**Work to complete:**
Scan the entries below for the string "with" and copy every line where it turns up.

[Stored data]
PR #17, opened 2023-01-11
128-bit trace IDs

dgoffredo:
This revision introduces 128-bit trace ID generation and propagation for all propagation styles.

It's based on an internal design document.

128-bit generation is disabled by default, and can be enabled via either `bool TracerConfig::trace_id_128_bit` or `DD_TRACE_128_BIT_TRACEID_GENERATION_ENABLED`.


src/datadog/tracer_config.h
```diff
@@ -87,7 +87,6 @@ struct TracerConfig {
 
   // `logger` specifies how the tracer will issue diagnostic messages.  If
   // `logger` is null, then it defaults to a logger that inserts into
-  // `std::cerr`.
```
dgoffredo, line 90: put it back...

src/datadog/expected.h
```diff
@@ -17,7 +17,6 @@
 //       auto maybe_int = parse_integer("the answer");
 //       // using the `if_error` method
 //       if (auto *error = maybe_int.if_error()) {
-//         std::cerr << "parse_integer returned error: " << *error << '\n';
```
dgoffredo, line 20: put it back...

src/datadog/expected.h
```diff
@@ -26,7 +25,6 @@
 //       maybe_int = parse_integer("one hundred twenty-three");
 //       // use the `error` method.
 //       if (!maybe_int) {
-//         std::cerr << "parse_integer returned error: " << maybe_int.error() <<
```
dgoffredo, line 29: put it back...

test/test_tracer.cpp
```diff
@@ -507,6 +541,12 @@ TEST_CASE("span extraction") {
     REQUIRE(result.error().code == Error::NO_SPAN_TO_EXTRACT);
   }
 
+  SECTION("sanity") {
```
dgoffredo, line 544: Get rid of this...

src/datadog/trace_id.h
```diff
@@ -0,0 +1,53 @@
...
+
+  // Create a trace ID whose lower 64 bits are the specified `low` and whose
+  // higher 64 bits are the specified `high`.
+  TraceID(std::uint64_t low, std::uint64_t high);
+
+  // Return a 32 character lower-case hexadecimal representation of this trace
+  // ID, padded with zeroes on the left.
+  std::string hex_padded() const;
+
+  // Return either a decimal or a "0x"-prefixed hexadecimal representation of
```
cgilmour, line 36: Not sure I like this, a straight token is easier to lug around (copy-paste) if it's being used for error diagnostics.

cgilmour (approved):
Approving, with some comments for consideration.

src/datadog/trace_id.cpp
```diff
@@ -0,0 +1,95 @@
...
+bool operator==(TraceID left, TraceID right) {
+  return left.low == right.low && left.high == right.high;
+}
+
+bool operator!=(TraceID left, TraceID right) {
+  return left.low != right.low || left.high != right.high;
+}
+
+bool operator==(TraceID left, std::uint64_t right) {
+  return left == TraceID{right};
```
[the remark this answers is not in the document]
dgoffredo: `left.high == 0 && left.low == right`, as I had it before. Then I saw this as better. I see your point, though.

Think I'll keep it as is.

src/datadog/trace_sampler.cpp
```diff
@@ -40,7 +40,7 @@ SamplingDecision TraceSampler::decide(const SpanData& span) {
     decision.limiter_max_per_second = limiter_max_per_second_;
     decision.configured_rate = rule.sample_rate;
     const std::uint64_t threshold = max_id_from_rate(rule.sample_rate);
-    if (knuth_hash(span.trace_id) < threshold) {
+    if (knuth_hash(span.trace_id.low) < threshold) {
```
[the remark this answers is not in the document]
dgoffredo: Yes... maybe in `sampling_util`, where `knuth_hash` is defined. Will do.

src/datadog/tracer_config.cpp
```diff
@@ -360,6 +360,13 @@ Expected<FinalizedTracerConfig> finalize_config(const TracerConfig &config) {
   result.report_hostname = config.report_hostname;
   result.tags_header_size = config.tags_header_size;
 
+  if (auto enabled_env =
+          lookup(environment::DD_TRACE_128_BIT_TRACEID_ENABLED)) {
+    result.trace_id_128_bit = !falsy(*enabled_env);
```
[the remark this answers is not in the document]
dgoffredo: Yes, that's the desired behavior.

As we discussed in our standup yesterday, the falsiness behavior of this library could use revisiting. For now, though, I think that
```
export DD_TRACE_128_BIT_TRACEID_GENERATION_ENABLED=''
```
should enable the feature, if only because of the word "enabled" in there. Reminds me of the tension in C preprocess macros between `#ifdef` and `#if`.

src/datadog/tracer_config.h
```diff
@@ -97,6 +97,16 @@ struct TracerConfig {
...
+
+  // `trace_id_128_bit` indicates whether the tracer will generate and interpret
+  // the higher 64 bits of trace IDs. If true, the tracer will generate 128-bit
+  // trace IDs, extract them from incoming trace context, inject them into
+  // outgoing trace context, and send them to the collector. If false, then the
+  // tracer will generate 64-bit trace IDs, and extract only the lower 64 bits
+  // of trace IDs from incoming trace context.
+  // `trace_id_128_bit` is overridden by the `DD_TRACE_128_BIT_TRACEID_ENABLED`
+  // environment variable.
+  bool trace_id_128_bit = false;
```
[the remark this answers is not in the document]
dgoffredo: It would mean we always send the `_dd.p.tid` trace tag to the Agent and to forward services. The data cost is marginal, and I wasn't able to measure the latency cost. Still, the spec.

**Solved exercise:**
+  // ID, padded with zeroes on the left.
Approving, with some comments for consideration.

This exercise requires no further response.